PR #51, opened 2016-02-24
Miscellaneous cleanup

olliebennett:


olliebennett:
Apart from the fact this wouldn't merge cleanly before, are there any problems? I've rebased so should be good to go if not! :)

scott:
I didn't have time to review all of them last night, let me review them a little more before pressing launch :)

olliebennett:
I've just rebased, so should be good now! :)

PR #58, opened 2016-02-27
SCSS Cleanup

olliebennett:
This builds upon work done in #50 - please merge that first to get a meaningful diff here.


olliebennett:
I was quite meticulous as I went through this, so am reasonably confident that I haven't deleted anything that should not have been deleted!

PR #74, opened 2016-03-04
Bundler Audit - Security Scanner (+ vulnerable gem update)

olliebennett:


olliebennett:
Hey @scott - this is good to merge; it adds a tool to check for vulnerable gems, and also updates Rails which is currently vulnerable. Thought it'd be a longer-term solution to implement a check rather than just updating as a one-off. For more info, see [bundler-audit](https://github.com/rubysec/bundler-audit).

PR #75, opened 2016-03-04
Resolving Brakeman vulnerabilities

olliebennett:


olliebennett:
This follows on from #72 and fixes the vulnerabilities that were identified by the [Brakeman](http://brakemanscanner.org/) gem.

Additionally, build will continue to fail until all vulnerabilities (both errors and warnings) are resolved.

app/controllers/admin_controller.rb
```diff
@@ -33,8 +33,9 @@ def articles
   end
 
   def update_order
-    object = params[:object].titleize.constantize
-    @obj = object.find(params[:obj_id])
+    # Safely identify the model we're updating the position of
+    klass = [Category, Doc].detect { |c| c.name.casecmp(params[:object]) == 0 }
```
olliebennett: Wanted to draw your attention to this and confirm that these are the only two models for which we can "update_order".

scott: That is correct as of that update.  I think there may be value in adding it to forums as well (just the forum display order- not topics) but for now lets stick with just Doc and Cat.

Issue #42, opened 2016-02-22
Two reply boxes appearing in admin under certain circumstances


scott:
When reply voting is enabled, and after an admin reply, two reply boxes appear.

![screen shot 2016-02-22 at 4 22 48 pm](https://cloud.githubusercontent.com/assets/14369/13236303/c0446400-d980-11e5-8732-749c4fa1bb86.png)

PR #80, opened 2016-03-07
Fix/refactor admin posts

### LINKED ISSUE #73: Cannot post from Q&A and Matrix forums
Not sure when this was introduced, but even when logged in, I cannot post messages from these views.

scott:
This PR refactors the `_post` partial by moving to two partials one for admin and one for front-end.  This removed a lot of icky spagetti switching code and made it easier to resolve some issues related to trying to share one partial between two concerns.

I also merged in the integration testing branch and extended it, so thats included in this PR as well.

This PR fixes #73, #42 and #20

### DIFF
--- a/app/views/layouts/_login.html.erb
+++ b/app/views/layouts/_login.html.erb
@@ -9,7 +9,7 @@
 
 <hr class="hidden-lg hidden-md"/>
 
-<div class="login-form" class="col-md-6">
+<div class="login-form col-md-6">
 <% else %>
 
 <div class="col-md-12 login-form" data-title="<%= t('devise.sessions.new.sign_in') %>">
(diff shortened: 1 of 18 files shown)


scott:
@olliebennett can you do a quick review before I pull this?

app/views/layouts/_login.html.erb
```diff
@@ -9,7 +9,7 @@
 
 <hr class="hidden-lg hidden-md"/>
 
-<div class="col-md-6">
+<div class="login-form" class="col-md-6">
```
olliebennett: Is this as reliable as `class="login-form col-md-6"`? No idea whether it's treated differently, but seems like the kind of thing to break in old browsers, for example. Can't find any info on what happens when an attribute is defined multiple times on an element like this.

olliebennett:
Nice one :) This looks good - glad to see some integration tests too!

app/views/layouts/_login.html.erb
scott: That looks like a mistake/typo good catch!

* * * * * * * * *

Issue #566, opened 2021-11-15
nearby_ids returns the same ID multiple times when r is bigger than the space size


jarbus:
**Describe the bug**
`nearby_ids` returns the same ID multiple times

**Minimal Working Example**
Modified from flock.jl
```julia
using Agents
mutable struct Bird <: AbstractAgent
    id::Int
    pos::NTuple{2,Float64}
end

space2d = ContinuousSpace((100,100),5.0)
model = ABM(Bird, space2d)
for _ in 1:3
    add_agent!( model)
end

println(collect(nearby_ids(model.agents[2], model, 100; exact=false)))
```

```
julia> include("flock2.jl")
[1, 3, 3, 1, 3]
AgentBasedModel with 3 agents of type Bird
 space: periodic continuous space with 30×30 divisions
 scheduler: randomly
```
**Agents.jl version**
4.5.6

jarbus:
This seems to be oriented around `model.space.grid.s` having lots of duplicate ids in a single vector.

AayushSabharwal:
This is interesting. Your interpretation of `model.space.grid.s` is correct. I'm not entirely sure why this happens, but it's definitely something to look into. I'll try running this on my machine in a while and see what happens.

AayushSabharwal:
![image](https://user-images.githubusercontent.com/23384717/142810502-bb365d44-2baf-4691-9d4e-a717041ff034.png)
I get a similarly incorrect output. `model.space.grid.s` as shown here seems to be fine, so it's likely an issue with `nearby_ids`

* * * * * * * * *

> _PROBLEM TO SOLVE_
For each line above that includes "times", make a copy.

> _SOLUTION BELOW_
olliebennett: Is this as reliable as `class="login-form col-md-6"`? No idea whether it's treated differently, but seems like the kind of thing to break in old browsers, for example. Can't find any info on what happens when an attribute is defined multiple times on an element like this.
nearby_ids returns the same ID multiple times when r is bigger than the space size
`nearby_ids` returns the same ID multiple times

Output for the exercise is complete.